REQUIRED ACTION: Exact copies of the records below are required.
=== Section Start ===
PR #3794, opened 2025-05-28
[l10n] Complete translations

KristjanESPERANTO:
**Short description**: I completed the translations with the help of translation tools.

**Long description**: I'm currently looking at the translation-tests and I noticed the e2e-test `${language} should contain all base keys, ()`. It is supposed to check whether all keys are present in each translation file, but it doesn't actually work that way. When I fix it, a lot of missing translations are reported. I have completed these translations with the help of translation tools and packed them into this PR. I have left out the modified test so that we can focus on the question if we accept such amount of automatic translations or not.

rejas has already expressed in another PR (https://github.com/MagicMirrorOrg/MagicMirror/pull/3775#discussion_r2083099252) that he prefers human translators. I basically do too, but I don't see how we can manage to have all translations completed by humans. And even if a few translations are not correct, hopefully a user will get in touch.

If we decide against the translations, we should at least remove the test. If we go for the tranlsations, I'll add the test.

What do you think?

PR #3809, opened 2025-06-07
[tests] Fix and refactor e2e test "Same keys" in "translations_spec.js"

KristjanESPERANTO:
While working on the translations (in #3792 and #3794) I realised that the e2e "Same keys" tests were not working entirely. There was also a TODO entry for this in the test, as well as a try-catch-block workaround. I therefore fixed and refactored it.

I also sorted the translations in `translations/translations.js`, so that the test outputs are alphabetically.


khassel (approved):

KristjanESPERANTO:
@khassel thanks for approving! Would you like to merge it or do we need another reviewer? A merge would be helpful for me to continue on #3792.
=== Section End ===
COMPLETED EXERCISE:
PR #3794, opened 2025-05-28
[l10n] Complete translations

KristjanESPERANTO:
**Short description**: I completed the translations with the help of translation tools.

**Long description**: I'm currently looking at the translation-tests and I noticed the e2e-test `${language} should contain all base keys, ()`. It is supposed to check whether all keys are present in each translation file, but it doesn't actually work that way. When I fix it, a lot of missing translations are reported. I have completed these translations with the help of translation tools and packed them into this PR. I have left out the modified test so that we can focus on the question if we accept such amount of automatic translations or not.

rejas has already expressed in another PR (https://github.com/MagicMirrorOrg/MagicMirror/pull/3775#discussion_r2083099252) that he prefers human translators. I basically do too, but I don't see how we can manage to have all translations completed by humans. And even if a few translations are not correct, hopefully a user will get in touch.

If we decide against the translations, we should at least remove the test. If we go for the tranlsations, I'll add the test.

What do you think?

PR #3809, opened 2025-06-07
[tests] Fix and refactor e2e test "Same keys" in "translations_spec.js"

KristjanESPERANTO:
While working on the translations (in #3792 and #3794) I realised that the e2e "Same keys" tests were not working entirely. There was also a TODO entry for this in the test, as well as a try-catch-block workaround. I therefore fixed and refactored it.

I also sorted the translations in `translations/translations.js`, so that the test outputs are alphabetically.


khassel (approved):

KristjanESPERANTO:
@khassel thanks for approving! Would you like to merge it or do we need another reviewer? A merge would be helpful for me to continue on #3792.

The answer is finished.